Female clients, on the other hand, find their naked bodies are subjected
to the scrutiny, manipulation, and prodding of the medicine man.
Few supplicants in the temple are well enough to do anything but lie
on their hard beds. The daily ceremonies, like the rites of the
holy-mouth-men, involve discomfort and torture. With ritual precision
the vestals awaken their miserable charges each dawn and roll them about
on their beds of pain while performing ablutions, in the formal
movements of which the maidens are highly trained. At other ties they
insert magic wands in the supplicants mouth or force him to eat
substances which are supposed to be healing. From time to time the
medicine men come to their clients and jab magically treated needles
into their flesh. The fact that these temple ceremonies may not cure,
and may even kill the neophyte, in no way decreases the people’s faith
in the medicine men.
There remains one other kind of practitioner, known as a "listener."
This witch doctor has the power to exorcise the devils that lodge in the
heads of people who have been bewitched. The Nacirema believe that
parents bewitch their own children. Mothers are particularly suspected
of putting a curse on children while teaching them the secret body
rituals. The coutermagic of the witch doctor is unusual in its lack of
ritual. The patient simply tells the "listener" all his troubles and
fears, beginning with the earliest difficulties he can remember. The
memory displayed by the Nacirema in these exorcism sessions is truly
remarkable. It is not uncommon for the patient to bemoan the rejection
he felt upon being weaned as a babe, and a few individuals even see
their troubles going back to the traumatic effects of their own birth.

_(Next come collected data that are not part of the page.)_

PR #87, opened 2020-11-18
Support unicode command-line arguments on Windows

### LINKED ISSUE #59: Run CI on pull requests

### LINKED ISSUE #65: Support wchar_t in command-line parsing
The command-line parser uses `char`. This is [likely] problematic on Windows if command-line arguments contain non-ASCII characters. Make the command-line parser support `wchar_t` and `WinMain`.

This change might have ripple effects, such as the `CreateFileA` call in `read_file`. We should probably do some UTF-16-to-UTF-8 conversions to ease the transition.

erlliam:
Resolves #65

Ignore the .gitignore and maybe src/CMakeLists.txt changes. Sorry for the commit log being a joke, will rebase when ready.

### DIFF
--- a/src/file.cpp
+++ b/src/file.cpp
@@ -28,6 +28,7 @@
 #include <quick-lint-js/have.h>
 #include <quick-lint-js/math-overflow.h>
 #include <quick-lint-js/narrow-cast.h>
+#include <quick-lint-js/utf-16.h>
 #include <string>
 
 #if QLJS_HAVE_FCNTL_H
@@ -199,9 +200,15 @@ read_file_result read_file(const char *path, posix_fd_file_ref file) {
 
 #if defined(QLJS_FILE_WINDOWS)
 read_file_result read_file(const char *path) {
-  // TODO(strager): Use CreateFileW.
-  HANDLE handle = ::CreateFileA(
-      path, /*dwDesiredAccess=*/GENERIC_READ,
+  std::optional<std::wstring> wpath = quick_lint_js::mbstring_to_wstring(path);
+  if (!wpath) {
+    DWORD error = ::GetLastError();
+    return read_file_result::failure(std::string("failed to convert ") + path +
+                                     " to wstring\n" +
+                                     windows_error_message(error));
+  }
+  HANDLE handle = ::CreateFileW(
+      wpath->c_str(), /*dwDesiredAccess=*/GENERIC_READ,
       /*dwShareMode=*/FILE_SHARE_DELETE | FILE_SHARE_READ | FILE_SHARE_WRITE,
       /*lpSecurityAttributes=*/nullptr,
       /*dwCreationDisposition=*/OPEN_EXISTING,
--- a/src/main.cpp
+++ b/src/main.cpp
@@ -37,6 +37,7 @@
 #include <quick-lint-js/text-error-reporter.h>
 #include <quick-lint-js/translation.h>
 #include <quick-lint-js/unreachable.h>
+#include <quick-lint-js/utf-16.h>
 #include <quick-lint-js/vector.h>
 #include <quick-lint-js/version.h>
 #include <quick-lint-js/vim-qflist-json-error-reporter.h>
@@ -105,6 +106,8 @@ class any_error_reporter {
   tape_variant tape_;
 };
 
+[[noreturn]] void handle_options(quick_lint_js::options o);
+
 void process_file(padded_string_view input, error_reporter *,
                   bool print_parser_visits);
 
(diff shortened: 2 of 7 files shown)


strager (changes requested):
As discussed in person:

* Looks good in general
* Memory leaks need fixin'
* Some changes should be put into a separate PR

src/main.cpp
```diff
@@ -382,5 +407,51 @@ void print_help_message() {
...
+      /*cchWideChar=*/-1,
+      /*lpMultiByteStr=*/nullptr,
+      /*cbMultiByte=*/0,
+      /*lpDefaultChar=*/NULL,
+      /*lpUsedDefaultChar=*/NULL);
+  if (size_required == 0) {
+    goto fail;
+  }
+  char *mbstring;
+  mbstring = new char[size_required];
```
erlliam, line 434: I'm pretty sure I have to allocate the string on the heap for mbargv. I don't like how I do a loop to de-allocate all the strings returned from this function. I think I read about smart pointers and how when a vector destructs it will call the destructor for all the things it is storing. Which means that the if I use smart pointers, I won't have to loop to de-allocate the string. Sounds like it's what I ought to use.

strager: > I'm pretty sure I have to allocate the string on the heap for mbargv.

Correct. `std::string` is probably a good option for that. A smart pointer like `std::unique_ptr<char>` would also work.

src/main.cpp
```diff
@@ -333,6 +363,53 @@ class multi_visitor {
 QLJS_STATIC_ASSERT_IS_PARSE_VISITOR(
     multi_visitor<debug_visitor, debug_visitor>);
 
+void handle_options(quick_lint_js::options o) {
```
strager, line 366: Nit: To keep the diff readable, move this code back to where it was originally. (Introduce an unnamed namespace block as needed.)

src/file.cpp
```diff
@@ -198,10 +198,42 @@ read_file_result read_file(const char *path, posix_fd_file_ref file) {
 #endif
 
 #if defined(QLJS_FILE_WINDOWS)
+std::optional<std::wstring> mbstring_to_wstring(const char *mbstring) {
```
strager, line 201: Minor: I'd move this function (and also move the mbargv class) into their own module. This will let you (or anyone else) write tests for the code.

strager:
Can you document what testing your performed (either in the commit message or in the pull request's description)?

strager (approved):
Overall, this looks great!

erlliam:
I still have to automate/write tests. I am planning on creating a "fake argc, argv", convert it using my class and then passing the result to `quick_lint_js::parse_options` and checking which "flags" are set in the options class.

strager:
> I still have to automate/write tests.

Automated tests are not preventing this pull request from merging, IMO.

> I am planning on creating a "fake argc, argv", convert it using my class and then passing the result to quick_lint_js::parse_options and checking which "flags" are set in the options class.

A test or two sounds good. The test would be Windows-only, because mbargv is Windows-only.

Is it really necessary to test mbargv with parse_options, though? Couldn't we test just mbargv, without involving parse_options?

src/quick-lint-js/utf-16.h
```diff
@@ -0,0 +1,43 @@
...
+// GNU General Public License for more details.
+//
+// You should have received a copy of the GNU General Public License
+// along with this program.  If not, see <https://www.gnu.org/licenses/>.
+
+#ifndef QUICK_LINT_JS_UTF_16_H
+#define QUICK_LINT_JS_UTF_16_H
+
+#include <optional>
+#include <string>
```
strager, line 21: Also include `<vector>`.

src/quick-lint-js/utf-16.h
```diff
@@ -0,0 +1,43 @@
...
+
+namespace quick_lint_js {
+#if defined(_WIN32)
+class mbargv {
+ public:
+  explicit mbargv(int argc, wchar_t **wargv);
+  ~mbargv();
```
strager, line 28: Follow the Rule of Five (or the Rule of Three): if you declare a destructor, you should also declare a copy constructor, a move constructor, a copy assignment operator, and a move assignment operator.

To simplify things, you could delete the copy functions to satisfy the rule:
```cpp
mbargv(const mbargv &) = delete;
mbargv &operator=(const mbargv &) = delete;
```

strager (approved):

strager:
Landed as commit 9558fdd71718f4ef65434c971155a74bcbfa5862.

PR #90, opened 2020-11-26
Report parse error when there's no digits exist on number literals.

### LINKED ISSUE #43: Report error when binary/octal/hex number has no digits
In debug builds, quick-lint-js crashes on the following JavaScript snippets:

```javascript
let x = 0x;
```
```javascript
let y = 0b;
```

This is because quick-lint-js assumes that a digit follows `0x` or `0b`, which is not necessarily true.

Teach quick-lint-js to report a user-friendly error on incomplete number literals. For example:
```
hello.js:1:9: binary number literal has no digits
```

Note: support for `0o`-prefixed octal number literals will be added in #7.

catac1:
This pull request is for trying to resolve #43.  

- [x] binary
- [x] octal
- [x] hex

### DIFF
--- a/src/lex.cpp
+++ b/src/lex.cpp
@@ -782,7 +782,7 @@ void lexer::parse_binary_number() {
 
   if (input == this->input_) {
     this->error_reporter_->report(
-        error_no_digits_in_binary_number{source_code_span(input, input)});
+        error_no_digits_in_binary_number{source_code_span(this->last_token_.begin, input)});
   } else {
     this->input_ = check_garbage_in_number_literal(input);
   }
@@ -795,7 +795,7 @@ void lexer::parse_octal_number(octal_kind kind) {
 
   if (input == this->input_) {
     this->error_reporter_->report(
-        error_no_digits_in_octal_number{source_code_span(input, input)});
+        error_no_digits_in_octal_number{source_code_span(this->last_token_.begin, input)});
     return;
   }
 
@@ -922,7 +922,7 @@ void lexer::parse_hexadecimal_number() {
 
   if (input == this->input_) {
     this->error_reporter_->report(
-        error_no_digits_in_hex_number{source_code_span(input, input)});
+        error_no_digits_in_hex_number{source_code_span(this->last_token_.begin, input)});
   } else {
     this->input_ = check_garbage_in_number_literal(input);
   }
--- a/src/lex.cpp
+++ b/src/lex.cpp
@@ -108,8 +108,6 @@
   case '8':                     \
   case '9'
 
-// TODO: add more space characters.
-
 namespace quick_lint_js {
 string8_view identifier::normalized_name() const noexcept {
   const char8* begin = this->span_.begin();
--- a/src/lex.cpp
+++ b/src/lex.cpp
@@ -759,6 +759,7 @@ char8* lexer::check_garbage_in_number_literal(char8* input) {
     switch (*input) {
     QLJS_CASE_DECIMAL_DIGIT:
     QLJS_CASE_IDENTIFIER_START:
+    case u8'.':
       input += 1;
       break;
     default:
--- a/src/lex.cpp
+++ b/src/lex.cpp
@@ -798,6 +798,13 @@ void lexer::parse_octal_number(octal_kind kind) {
 
   input = this->parse_octal_digits(input);
 
+  char8 c = *(input + 1);
+  if (input == this->input_ && (this->is_space(c) || c == u8'\0')) {
+    this->error_reporter_->report(
+        error_no_digits_in_octal_number{source_code_span(input, input)});
+    return;
+  }
+
   if (kind == octal_kind::sloppy && is_digit(*input)) {
     this->input_ = input;
     this->parse_number();
--- a/src/lex.cpp
+++ b/src/lex.cpp
@@ -749,10 +749,14 @@ const char8* lexer::end_of_previous_token() const noexcept {
   return this->last_last_token_end_;
 }
 
+template <class Error>
 char8* lexer::check_garbage_in_number_literal(char8* input) {
   char8* garbage_begin = input;
   for (;;) {
     switch (*input) {
+    // if we see a DECIMAL_DIGIT at this point it either means we're in
+    // strict mode or following another number character (such as a `.`),
+    // both of which are invalid
     QLJS_CASE_DECIMAL_DIGIT:
     QLJS_CASE_IDENTIFIER_START:
     case u8'.':
@@ -765,8 +769,8 @@ char8* lexer::check_garbage_in_number_literal(char8* input) {
 done_parsing_garbage:
   char8* garbage_end = input;
   if (garbage_end != garbage_begin) {
-    this->error_reporter_->report(error_unexpected_characters_in_number{
-        source_code_span(garbage_begin, garbage_end)});
+    this->error_reporter_->report(
+        Error{source_code_span(garbage_begin, garbage_end)});
     input = garbage_end;
   }
 
@@ -781,10 +785,11 @@ void lexer::parse_binary_number() {
   }
 
   if (input == this->input_) {
-    this->error_reporter_->report(
-        error_no_digits_in_binary_number{source_code_span(this->last_token_.begin, input)});
+    this->error_reporter_->report(error_no_digits_in_binary_number{
+        source_code_span(this->last_token_.begin, input)});
   } else {
-    this->input_ = check_garbage_in_number_literal(input);
+    this->input_ = check_garbage_in_number_literal<
+        error_unexpected_characters_in_binary_number>(input);
   }
 }
 
@@ -794,8 +799,8 @@ void lexer::parse_octal_number(octal_kind kind) {
   input = this->parse_octal_digits(input);
 
   if (input == this->input_) {
-    this->error_reporter_->report(
-        error_no_digits_in_octal_number{source_code_span(this->last_token_.begin, input)});
+    this->error_reporter_->report(error_no_digits_in_octal_number{
+        source_code_span(this->last_token_.begin, input)});
     return;
   }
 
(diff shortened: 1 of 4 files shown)


test/test-lex.cpp
```diff
@@ -161,22 +161,21 @@ TEST(test_lex, lex_binary_numbers) {
...
-                              error_unexpected_characters_in_number, characters,
-                              offsets_matcher(&input, 3, 4))));
-  }
+TEST(test_lex, fail_lex_binary_number_no_digits) {
+  check_tokens_with_errors(
+      u8"0b", {token_type::number},
+      [](padded_string_view input, const auto& errors) {
+        EXPECT_THAT(errors, ElementsAre(ERROR_TYPE_FIELD(
+                                error_no_digits_in_binary_number,
+                                characters, offsets_matcher(input, 2, 2))));
```
strager: Blocking: Shouldn't we highlight the `0b`? As written, the end of the file is highlighted.
```suggestion
                                characters, offsets_matcher(input, 0, 2))));
```

src/lex.cpp
```diff
@@ -771,14 +777,19 @@ char8* lexer::check_garbage_in_number_literal(char8* input) {
...
   }
 
-  this->input_ = check_garbage_in_number_literal(input);
+  char8 c = *(input + 1);
+  if (input == this->input_ && (this->is_space(c) || c == u8'\0')) {
+    this->error_reporter_->report(error_no_digits_in_binary_number{
+        source_code_span(input, input)});
+  } else {
+    this->input_ = check_garbage_in_number_literal(input);
+  }
```
strager: What about code like this:
```javascript
let x = 0b;
let y = myArray[0b];
```
I think your implementation would fail here. You're only checking for `\0`/EOF and whitespace, not for characters like `;` and `]`. Maybe I'm wrong, though; I didn't analyze this super carefully.

What about an implementation like this:
```suggestion
  this->input_ = check_garbage_in_number_literal(input);
  if (input == this->input_) {
    this->error_reporter_->report(error_no_digits_in_binary_number{
        source_code_span(input, input)});
  }
```

test/test-lex.cpp
```diff
@@ -178,6 +178,16 @@ TEST(test_lex, fail_lex_binary_number_no_digits) {
...
 
+TEST(test_lex, fail_lex_binary_number) {
+  check_tokens_with_errors(
+      u8"0b1.1", {token_type::number},
+      [](padded_string_view input, const auto& errors) {
+        EXPECT_THAT(errors, ElementsAre(ERROR_TYPE_FIELD(
+                                error_unexpected_characters_in_number,
+                                characters, offsets_matcher(input, 3, 5))));
+      });
+}
```
strager: Looks good to me!

src/lex.cpp
```diff
@@ -759,6 +759,7 @@ char8* lexer::check_garbage_in_number_literal(char8* input) {
     switch (*input) {
     QLJS_CASE_DECIMAL_DIGIT:
     QLJS_CASE_IDENTIFIER_START:
+    case u8'.':
```
strager, line 762: Would this change also affect hex, octal, and decimal literals? Should we test those as well?

strager (changes requested):
See comments marked 'Blocking'.

I also think we're only handling a few cases, but we should generalize to support many more cases.

test/test-lex.cpp
catac1: this is resolved in commit 22c093d81ac5b544d3b4f92e07ecf2fe1423b3dd

src/lex.cpp
catac1: This function was affecting both binary and hexadecimal cases not the octal case. 
There's exact code path in the octal case so I made it polymorphic over `QLJS_ERROR_TYPE` 
in commit  83f70d13eaa579a6a13cbe24478d24cf96b4d64e using template parameter.

src/lex.cpp
catac1: Indeed, my code was failing on the cases  you mentioned. so I changed the code as you suggested above and
It's now more generalized than before. But I don't know how to write the test case for multiple multiple expression.
I only checked a few cases by manually running the executable.

src/lex.cpp
catac1: And We have simple tests for all the hex, octal and decimal literals. octal test case has been there already.

# new test cases links
- `"0b1.1"` [binary test case](https://github.com/catac1/quick-lint-js/blob/1538d2a80a24032d71d70e17a35e9d2852acbf25/test/test-lex.cpp#L174)
- `"0xf.f"` [hex test case](https://github.com/catac1/quick-lint-js/blob/1538d2a80a24032d71d70e17a35e9d2852acbf25/test/test-lex.cpp#L265)

this is very simplistic test. so we have to add more.

test/test-lex.cpp
catac1: I don't have to pass the number literal prefix pointer to parse functions because there's [`lex::last_token_.begin`](https://github.com/catac1/quick-lint-js/blob/1538d2a80a24032d71d70e17a35e9d2852acbf25/src/quick-lint-js/lex.h#L365) 
member variable and it is set to prefix location before all litenal number parse function calls at here [lex.cpp#L150](https://github.com/catac1/quick-lint-js/blob/1538d2a80a24032d71d70e17a35e9d2852acbf25/src/lex.cpp#L150)

src/lex.cpp
catac1: ok, `check_tokens_with_errors` in `test-lex.cpp` expects to testing ends with [`token_type::end_of_file`](https://github.com/catac1/quick-lint-js/blob/1538d2a80a24032d71d70e17a35e9d2852acbf25/test/test-lex.cpp#L1426) 
so we can't test like `"0b;"` to test `parse_binary_number` because it will ends with `token_type::semicolon`

catac1: I think there's three options here.

1. Just check errors manually without using `check_tokens_with_errors`.
   Easy but terrible code duplication expected.

2. Write another function which expecting `token_type::semicolon` after the parsing.
   Also easy with less code duplication than  option 1 but still not flexible enough because there may exist 
   different expected ending `token_type` in the future.

3. Add additional parameter `token_type` to the `check_tokens_with_errors` with default parameter `token_type::end_of_file`.  Most flexible one in these options. 

I'm not sure about option 2 and 3 is in the scope of this pull request.

strager: check_tokens_with_errors takes a list of tokens, not just a single token. So you can write something like this:

```cpp
check_tokens_with_errors(
    u8"0b;", {token_type::number, token_type::semicolon},
    ...);
```

catac1: All right. I pushed some more test cases. but I found another failing case  even with this change.
Currently, the `lex` produces `{token_type::number, token_type::identifier}`  for  `"0b_"`  because `lex::parse_binary_number` doesn't consume underscore characters when there's no digit exists in number literals.  

Below cases are unclear to me what is the correct range of the `error_no_digits_in_binary_number` error.

1. ```
   A        B
   0b_11    0b_11
   ^^^      ^^^^^
   ```               

 
2. ```
   A        B        C
   0b_13    0b_13    0b_13
   ^^^      ^^^^     ^^^^^
   ```


3. ```
   A        B         C
   0b__11   0b__11    0b__11          
   ^^^      ^^^^      ^^^^^^
   ```

strager: Hmm, that's a good question. For these cases, I think we should create a new error type, `error_number_literal_contains_leading_underscores`. That's out of scope for this PR, I think. Let's file an issue, and accept your current behavior for now.

src/lex.cpp
```diff
@@ -108,6 +108,8 @@
   case '8':                     \
   case '9'
 
+// TODO: add more space characters.
+
```
strager, line 112: This comment looks vestigial. Delete?

src/quick-lint-js/error.h
```diff
@@ -260,12 +260,38 @@
...
+             characters))                                                      \
+                                                                               \
   QLJS_ERROR_TYPE(                                                             \
       error_unexpected_characters_in_octal_number,                             \
       { source_code_span characters; },                                        \
       .error(QLJS_TRANSLATE("unexpected characters in octal literal"),         \
              characters))                                                      \
                                                                                \
+  QLJS_ERROR_TYPE(                                                             \
+      error_unexpected_characters_in_hex_number,                               \
```
strager, line 276: Nit: Alphabetically sort the errors by the error name. `error_unexpected_characters_in_hex_number` should come before `error_unexpected_characters_in_octal_number`, for example.

src/quick-lint-js/error.h
```diff
@@ -260,12 +260,38 @@
       error_unexpected_control_character, { source_code_span character; },     \
       .error(QLJS_TRANSLATE("unexpected control character"), character))       \
                                                                                \
```
strager, line 262: Line 254-257: Could we delete `error_unexpected_characters_in_number`? Is it used anywhere still?

strager (approved):
Looks great! Let me know when I should land this.

src/quick-lint-js/error.h
catac1: it's still used at [lex::parse_numbrer](https://github.com/catac1/quick-lint-js/blob/5c835c280253897dd4095007ba19f639e1cecac1/src/lex.cpp#L846) the test case for it are [test-lex.cpp#L320](https://github.com/catac1/quick-lint-js/blob/5c835c280253897dd4095007ba19f639e1cecac1/test/test-lex.cpp#L320).

src/lex.cpp
catac1: removed it at f1854c0b9168e7f16d85fbf96a8603cb10fff831

catac1:
I think it's ready to merge.

catac1:
I really don't mind squashing the commits.

strager:
Landed as commit d2d645a8d67055db88e5a6a027c3b0e4af76f30e. Thanks!

PR #91, opened 2020-12-02
Add header files to CMakeLists.txt files

erlliam:


strager:
An explanation would be nice to include in the commit message.

Should we also list header files for quick-lint-js-test and for quick-lint-js-benchmark-support?

src/CMakeLists.txt
```diff
@@ -69,6 +69,58 @@ quick_lint_js_add_library(
   vector.cpp
   vim-qflist-json-error-reporter.cpp
   wasm-demo-error-reporter.cpp
+  quick-lint-js/assert.h
```
strager, line 72: Nit: I'd like this list to be sorted lexicographically, such that `quick-lint-js/assert.h` appears between `parse.cpp` and `text-error-reporter.cpp`.

strager (approved):

erlliam:
It should be good to go.

strager:
Landed as commit 0f6cfbdcd. Thanks!

PR #129, opened 2021-01-12
📝 Merge README.md and plugin/vscode/README.md

vegerot:
README.md in the root describes QLJS's values, and the README.md in
plugin/vscode/ gives some examples as well as an animation.  This commit
combines the best from each

### DIFF
--- a/README.md
+++ b/README.md
@@ -2,6 +2,20 @@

In conclusion, mention must be made of certain practices which have
their base in native esthetics but which depend upon the pervasive
aversion to the natural body and its functions. There are ritual fasts
to make fat people thin and ceremonial feasts to make thin people fat.
Still other rites are used to make women’s breasts larger if they are
small, and smaller if they are large. General dissatisfaction with
breast shape is symbolized in the fact that the ideal form is virtually
outside the range of human variation. A few women afflicted with almost
inhuman hypermammary development are so idolized that they make a
handsome living by simply going from village to village and permitting
the natives to stare at them for a fee.
Reference has already been made to the fact that excretory functions
are ritualized, routinized, and relegated secrecy. Natural reproductive
functions are similarly distorted. Intercourse is taboo as a topic and
scheduled as an act. Efforts are made to avoid pregnancy by the use of
magical materials or by limiting intercourse to certain phases of the
moon. Conception is actually very infrequent. When pregnant, women dress
so as to hide their condition. Parturition takes place in secret,
without friends or relatives to assist, and the majority of women do not
nurse their infants.
Our review of the ritual life of the Nacirema has certainly shown
them to be a magic-ridden people. It is hard to understand how they have
managed to exist so long under the burdens which they have imposed upon
themselves.
REFERENCES
Murdock GP: Social Structure, New York, Macmillan,
1949, p. 74
Linton R: The Study of Man, New York,
Appleton-Century, 1936, p 326
Reprint from the American Anthropologist, Vol. 58 (3), 1956, pp.